_Task to complete_
Show each line of the listing in which the word "algo" occurs.

/---

PR #78, opened 2021-03-12
cancels all orders set by ma crossover algo on life_stop event

avsek477:
This removes all of the respective atomic orders set by ma crossover algo when stopped by the user.

### DIFF
--- a/lib/ma_crossover/events/life_stop.js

\---

_Answer to the exercise_
cancels all orders set by ma crossover algo on life_stop event
This removes all of the respective atomic orders set by ma crossover algo when stopped by the user.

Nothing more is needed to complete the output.